Differentiation: At least one unique advantage (e.g., quality leadership) is offered, through which a higher price can be achieved.
Concentration on focal points: Concentrating on targeted niches can result in greater customer benefit or a better cost situation in the segments, thereby increasing cus-
tomer loyalty.
Seven crucial success factors in start up strategy
market positioning
innovation
uniqueness of offerings
structure of sales channels
management experience
ability to meet demand
market environment
Recomondated 4 phase approach to enter a market
quality should generally take priority over cash flow, as should market share over profit.
focus on rapid growth, with aggressive marketing used to gain and defend market share.
characterized by high productivity, with a particular emphasis on experience and learning curve effects.
the profit for which the prerequisites were created can finally be gained.
Summary
Entrepreneurs want to realize their potential.
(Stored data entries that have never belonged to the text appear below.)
PR #358, opened 2026-07-14
Claude: fix rate-limit blowups; native CLI subagents & dynamic workflows

Bil0000:
## Summary

This PR fixes the critical usage-consumption bug in Claude sessions and brings the Claude provider to native Claude Code CLI parity for subagents and dynamic workflows: child threads, a composer picker strip, mid-run steering, foreground/background control, per-spawn model/effort selection, and a live workflow panel with phase navigation and per-agent metrics.

10 commits, structured to review in order. Every behavioral change is unit-tested against wire shapes captured from live runs of the real `claude` CLI (Agent SDK 0.3.154).

## Part 1 — Usage bug fixes (`5f139915`)

Users were losing up to ~10% of a 5h plan window on trivial messages. Three confirmed root causes, all fixed:

| Root cause | Fix |
| --- | --- |
| **Opus reroute pinning** — an Anthropic safeguard reroute on a cheap model pinned the session (and its resume cursor) to the Opus fallback for the rest of its life, silently billing every later turn at ~5× weight | Restore the user-selected model via the SDK `setModel` control request at turn completion; pinning removed from the resume cursor entirely. The `model.rerouted` warning event still fires per affected turn |
| **Uncapped transcript replay** — after any server/CLI restart, the next message re-sent the entire conversation as one uncached bootstrap message (effective cap 90k chars, head-biased truncation could drop the newest messages) | Bootstrap builder capped at 32k chars, newest-first retention, explicit omission notice; applies to stale-resume, handoff, fork, and sidechat paths |
| **Restart on thinking toggle** — flipping thinking restarted the subprocess with `resume`, re-ingesting full history | Applied live via the `applyFlagSettings` control request; no restart. (`effort`/`fastMode` keep restart semantics — the SDK exposes no control request for them) |

## Part 2 — Subagents (native CLI experience)

- **Child threads** (`dfef1fc3`): `forwardSubagentText` is enabled and messages tagged with `parent_tool_use_id` route through per-run scoped contexts into the existing subagent-thread machinery — each Task/Agent spawn becomes a real nested thread with its own transcript, turn lifecycle, and token meter (parent meter no longer absorbs subagent usage). Stop targets the individual task via `stopTask`, not the whole turn.
- **Picker strip** (`d8326efe`, `936334b8`, `997d0d2f`): strip above the composer lists live subagents (status dot, nickname, model · effort, status). Click to open a subagent thread; inside one, the strip persists — derived from the parent — with a "Main thread" row and the viewed agent highlighted, so you can hop between siblings or back. Includes a fix for the strip source being pre-filtered by the timeline's de-duplication (root-caused against real projection-DB payloads).
- **Steering a running subagent** (`b971d6ba`): typing in a subagent's composer queues a steer delivered through a PreToolUse hook as `additionalContext` on the agent's next tool call, with a delivery marker in the child transcript. (Raw injection via `parent_tool_use_id` was empirically proven to land on the main thread instead — the hook channel is the reliable path.) Steering a finished agent fails gracefully with a visible warning.
- **Foreground/background parity** (`b971d6ba`): per-row "Move to background" (the CLI's ctrl+b, via `backgroundTasks`) and "Stop" buttons; `is_backgrounded` state surfaces on rows; background agents that outlive the parent turn settle cleanly into their threads.
- **Per-spawn model + effort** (`b971d6ba`): the system-prompt append instructs the main agent to set the Agent tool `model` param and pick effort via new `worker-low/medium/high/xhigh` agent definitions (`AgentDefinition.effort`) — honoring explicit user requests verbatim, otherwise choosing per task complexity. Chosen model/effort render on strip rows.
- **Transcript trace** (`354d936e`): the parent transcript renders each subagent the way the CLI does — its last 4 tool calls inline, a "+N more tool uses" overflow line, live while running. Terminal rows now read Completed/Failed/Stopped instead of "Idle".

## Part 3 — Dynamic workflows (native CLI experience)

- **Workflow run card** (`cea827aa`, `2f436a62`): live card in the composer chrome with workflow name, running/total counts, ticking elapsed, stop button. Phases parsed statically from the script's `meta` literal (safe parser, no eval); live phase placement from `task_progress` `"<phase>: <label>"` descriptions.
- **Pause / resume / save** (`2f436a62`): pause = stop with a resumable card; resume re-invokes the Workflow tool with `{scriptPath, resumeFromRunId}` (completed agents replay from cache, so stop-then-resume ≈ pause); settled cards show the persisted `scriptPath · runId` with copy — the saved workflow. `runId`/`scriptPath`/`transcriptDir` come from the structured launch result, no text scraping.
- **Panel v2** (`64aa424d`): the phase rail is navigation — click a phase to see only its agents (auto-follows the current phase until a manual pick). Agent rows show label · model · effort · tokens · elapsed · status and expand inline to a detail view: status/model/effort line, tokens · tool calls · duration, clamped expandable prompt, recent tool names, and "Open thread" where applicable.
- **Live per-agent metrics**: the SDK stream carries no per-agent workflow data (verified against the CLI), so the adapter polls the run's `transcriptDir` every 2s while live — incremental byte-offset parsing of `journal.jsonl` and `agent-*.jsonl` yields per-agent model, tokens (formula verified against the CLI's own numbers), tool calls, and duration; the settled `output_file` provides the authoritative final backfill. Bounded: 5MB/file skip, 512KB/tick, change-only event emission, poller torn down on settle/stop.

## Follow-up round (from live manual testing) — `69c5a89b`, `ddc68c19`

- **Per-subagent Stop actually stops now.** Two-layer root cause found via the event store (zero interrupt events recorded = web-side break): the row dispatched an unresolved raw `toolu_…` id the server rejected silently, and the adapter's pre-`task_started` fallback *backgrounded* the task instead of stopping it. Fixed: stop dispatches the canonical `subagent:<parent>:<toolUseId>` thread id, and stops pressed before the task-id mapping arrives queue server-side and fire `stopTask` the moment `task_started` lands. `backgroundTasks` no longer appears anywhere on the stop path.
- **Stop-all button** in the strip header (shown when >1 agent running), fanning through the same single stop seam.
- **Worker-tier types hidden**: `worker-low/…` never render in nicknames, roles, or thread titles (they exist only to carry effort, which stays displayed as e.g. "Haiku · low"); already-persisted titles are cleaned at render.
- **Background action polish** (`4ab95bc4`): "Run in background" only offers on foreground running agents (already-backgrounded rows — whether patch-confirmed or spawned backgrounded — no longer show it; the gating previously keyed the patch set by a different id than the dispatch used), the icon is now a tray-drop glyph with a "Run in background (ctrl+b)" tooltip, and **Ctrl+B** backgrounds all foreground running subagents — native CLI parity.
- **Usage hardening round 2**: `effort` (non-max), `fastMode`, and `ultracode` selection changes now apply live via `applyFlagSettings` — only max-effort transitions still restart the session; stale resume retries the native cursor once before paying the capped bootstrap; `excludeDynamicSections` makes the system-prompt prefix statically cacheable; turns that ingest large uncached input (>50k tokens uncached, or <20% cache-read on >20k prompts) emit a visible once-per-session warning naming the likely cause; 30-minute idle reaper + benign-termination markers confirmed/enriched.

## New commands / contracts

- `thread.task.stop` and `thread.task.background` orchestration commands (decider → reactor → `ProviderService` → adapter), used by workflow stop/pause and subagent backgrounding.
- Provider seam `steerSubagent` mirroring the interrupt seam's subagent thread resolution.
- Schema-only contract extensions: task payloads carry workflow identity/phases/agent plans/runtime snapshots; `turn.steered` runtime event; subagent identity hints carry effort/background.

## Verification

- `bun fmt`, `bun lint` (0 errors; no new warnings introduced), `bun typecheck` (8/8) all pass.
- Full Vitest suite green across server / shared / contracts / desktop / scripts / effect-acp; web adds ~40 new test files/cases. The 5 failing web store-persistence suites (49 tests) fail identically on clean `main` — pre-existing, unrelated (verified in a throwaway worktree).
- Wire shapes validated by two live spike runs against the real CLI (subagent routing, hook correlation, workflow launch/progress/output-file shapes); UI flows manually tested end-to-end: subagent spawn → strip → thread switch → steer → background/stop, and workflow run → phase navigation → agent expand → pause/resume.

## SDK limitations & the workarounds shipped for each

Every limitation below is imposed by the Agent SDK wire protocol (empirically verified against the real CLI), and each ships with a working mitigation in this PR:

| SDK limitation | Workaround shipped |
| --- | --- |
| No input channel into a running subagent — messages sent with `parent_tool_use_id` land on the main thread (proven by live spike) | PreToolUse hook channel: steers queue server-side and deliver as `additionalContext` on the agent's next tool call, with a delivery marker in the child transcript. Residual gap: a purely-reasoning tail (no further tool calls) never receives it — steering a finished agent warns instead of hanging |
| No `pause` control request for tasks/workflows | Stop-then-resume: pause = `stopTask` + a resumable card; resume re-invokes `Workflow` with `{scriptPath, resumeFromRunId}`, and completed agents replay instantly from the run cache — functionally a pause. Paused-vs-stopped flag is session-local; after a reload the card reads "Stopped" but keeps its Resume button |
| Workflow phase structure never crosses the wire | Two-source reconstruction: the `meta` literal and per-agent `{label, phase, model, effort}` opts are statically parsed from the script (safe literal parser, no eval), and live phase placement is decoded from `task_progress` `"<phase>: <label>"` descriptions |
| No per-agent workflow metrics on the stream (workflow usage arrives aggregated; the per-agent `output_file` is written only at settle — confirmed by inspecting the CLI) | Bounded 2s polling of the run's `transcriptDir`: incremental parsing of `journal.jsonl` + `agent-*.jsonl` streams live per-agent model, tokens, tool calls, and duration; the settled output file backfills authoritatively. Live label↔agent matching is start-order heuristic until that correction; a server restart mid-run loses live metrics until settle |
| Agent tool input has a `model` param but no `effort` param | `worker-low/medium/high/xhigh` agent definitions (via `AgentDefinition.effort`) give the main agent a per-spawn effort lever that composes with the `model` param; system-prompt guidance wires up both automatic and user-directed selection |
| No control request for `effort`/`fastMode` session changes | Not worked around — these keep restart semantics (with the now-capped resume replay); model and thinking changes were moved to `setModel`/`applyFlagSettings` control requests so the common cases never restart |


Emanuele-web04:
@Bil0000 I reviewed this at head `4ab95bc4`. I don't think it's ready to merge yet; could you take a look at these findings?

### Merge blocker

1. **The authoritative final workflow snapshot can be skipped depending on SDK event order.** A terminal `task_updated` removes the task from `liveWorkflowTaskIds` and stops the poller ([ClaudeAdapter.ts](https://github.com/Emanuele-web04/synara/blob/4ab95bc48cbdb166b12f389112a2f1a59a23645e/apps/server/src/provider/Layers/ClaudeAdapter.ts#L3322-L3327)). The later `task_notification` only reads `output_file` while the ID is still in that set ([same file](https://github.com/Emanuele-web04/synara/blob/4ab95bc48cbdb166b12f389112a2f1a59a23645e/apps/server/src/provider/Layers/ClaudeAdapter.ts#L3593-L3601)). If `task_updated(completed|failed|killed)` arrives first, final per-agent models/states/metrics are silently lost. I suggest retaining workflow identity until `task_notification` and adding a regression test for that exact ordering.

2. **GitHub CI has not actually run.** The PR is currently `UNSTABLE`; only PR-size/vouch checks completed, while the CI run is `action_required` with no jobs. That should be approved/rerun before merge.

### Smaller correctness/reliability issues

- The contract documents `phaseIndex` as 1-based ([providerRuntime.ts](https://github.com/Emanuele-web04/synara/blob/4ab95bc48cbdb166b12f389112a2f1a59a23645e/packages/contracts/src/providerRuntime.ts#L494-L496)), but the UI fallback indexes `workflow.phases[phaseIndex]` directly ([WorkflowRunCard.logic.ts](https://github.com/Emanuele-web04/synara/blob/4ab95bc48cbdb166b12f389112a2f1a59a23645e/apps/web/src/components/chat/WorkflowRunCard.logic.ts#L602-L604)). When `phaseTitle` is absent, this maps to the next phase or “Other.”
- The settled workflow `output_file` is read without a size cap, even though the live transcript poller has a 5 MB guard. The final read should have equivalent protection.
- This is a very broad PR (45 files, +8.8k lines). Splitting usage-safety fixes from subagent/workflow feature work would reduce review and rollback risk, if practical.

### Verification I performed

- The PR merges cleanly with current `main` despite being four commits behind.
- 473 focused PR tests passed.
- The full merge-result package run was green apart from one local-image test caused by placing the review worktree under `/tmp`; the identical test passed after moving the worktree outside `/tmp`, confirming it was an environment artifact.
- I did not independently rerun fmt/lint/typecheck because the repository instructions prohibit those checks unless explicitly requested.

Once the workflow lifecycle issue is fixed and CI runs, this should be much safer to reassess.

Emanuele-web04:
@Bil0000 Follow-up: I fixed the actionable findings and pushed them directly to this PR.

- Preserved workflow identity through terminal `task_updated` so the later `task_notification` still backfills the authoritative final snapshot, with a regression test for that event order.
- Bounded settled workflow output reads to the same 5 MB safety limit as live workflow transcripts.
- Corrected the 1-based `phaseIndex` fallback and aligned its test fixtures.
- Fixed the PR's pre-existing brand-check test IDs.
- Merged current `main` and corrected the resulting keybinding-test formatting issue.

Fix commits include [c2d382a7a](https://github.com/Bil0000/synara/commit/c2d382a7a35b7a336013936daf5b7c7d50fe9fb7), [d4279edf5](https://github.com/Bil0000/synara/commit/d4279edf5823659dbc4501a3ca44e0ec508ec594), and [a437d5ea6](https://github.com/Bil0000/synara/commit/a437d5ea67ad3a37f705a1c90b630f74eb1f3b1b).

Final CI is green: release smoke, Windows regression, format, lint, typecheck, full tests, browser tests, desktop build, and preload verification all passed. [CI run](https://github.com/Emanuele-web04/synara/actions/runs/29528016926)

Emanuele-web04:
@codex review

Emanuele-web04:
@codex review

Emanuele-web04:
@codex review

They want to be adequately remunerated for their work, to be innovative, and independent. The business ideas of founders are based on entrepreneurial opportunities that are identified or created and then implemented. These opportunities need to be evaluated—and only if they are technically, commercially, and economically feasible should they be pursued.
A business model then results from a deepening of the business idea. To that end, the value proposition of the firm is formulated.
Strategy development is based on the vision and mission, as well as the strategic corporate goals. By means of a SWOT analysis, generic standard strategies are compared and the most favorable strategy is selected. For founders, this typically means building on their strengths.